(Items from a data source)
- Opening Delimiter -
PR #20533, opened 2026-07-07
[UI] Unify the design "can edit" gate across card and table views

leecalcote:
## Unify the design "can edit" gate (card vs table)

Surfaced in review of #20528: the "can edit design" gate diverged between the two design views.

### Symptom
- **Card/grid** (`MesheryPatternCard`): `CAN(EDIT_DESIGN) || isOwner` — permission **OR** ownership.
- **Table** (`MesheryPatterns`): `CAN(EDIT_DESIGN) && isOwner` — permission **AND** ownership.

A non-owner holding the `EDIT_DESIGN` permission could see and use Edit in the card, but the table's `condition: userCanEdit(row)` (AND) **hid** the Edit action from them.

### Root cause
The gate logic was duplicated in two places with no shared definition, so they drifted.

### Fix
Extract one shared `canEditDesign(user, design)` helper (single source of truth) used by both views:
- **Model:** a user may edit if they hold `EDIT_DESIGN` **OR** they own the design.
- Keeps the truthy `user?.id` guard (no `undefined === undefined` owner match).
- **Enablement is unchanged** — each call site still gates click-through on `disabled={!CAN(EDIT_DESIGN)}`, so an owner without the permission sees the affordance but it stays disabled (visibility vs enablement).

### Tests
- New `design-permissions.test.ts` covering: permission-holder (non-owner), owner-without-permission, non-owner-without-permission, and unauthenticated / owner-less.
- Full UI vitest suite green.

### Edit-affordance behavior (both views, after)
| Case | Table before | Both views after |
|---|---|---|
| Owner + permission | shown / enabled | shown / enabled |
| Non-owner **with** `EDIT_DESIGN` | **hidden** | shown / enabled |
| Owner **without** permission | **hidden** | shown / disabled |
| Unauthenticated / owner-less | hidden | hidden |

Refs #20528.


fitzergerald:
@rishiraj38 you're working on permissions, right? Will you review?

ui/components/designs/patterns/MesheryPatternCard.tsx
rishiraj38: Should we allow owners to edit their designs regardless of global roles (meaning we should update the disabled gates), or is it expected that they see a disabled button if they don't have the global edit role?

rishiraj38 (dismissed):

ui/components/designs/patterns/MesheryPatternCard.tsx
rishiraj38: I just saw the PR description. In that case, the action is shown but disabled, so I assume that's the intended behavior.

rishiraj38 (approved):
- Closing Delimiter -
YOUR GOAL: Filter the entries down to the lines holding the string "disabled". Copy each of those lines.

WRITTEN REPLY:
- **Enablement is unchanged** — each call site still gates click-through on `disabled={!CAN(EDIT_DESIGN)}`, so an owner without the permission sees the affordance but it stays disabled (visibility vs enablement).
| Owner **without** permission | **hidden** | shown / disabled |
rishiraj38: Should we allow owners to edit their designs regardless of global roles (meaning we should update the disabled gates), or is it expected that they see a disabled button if they don't have the global edit role?
rishiraj38: I just saw the PR description. In that case, the action is shown but disabled, so I assume that's the intended behavior.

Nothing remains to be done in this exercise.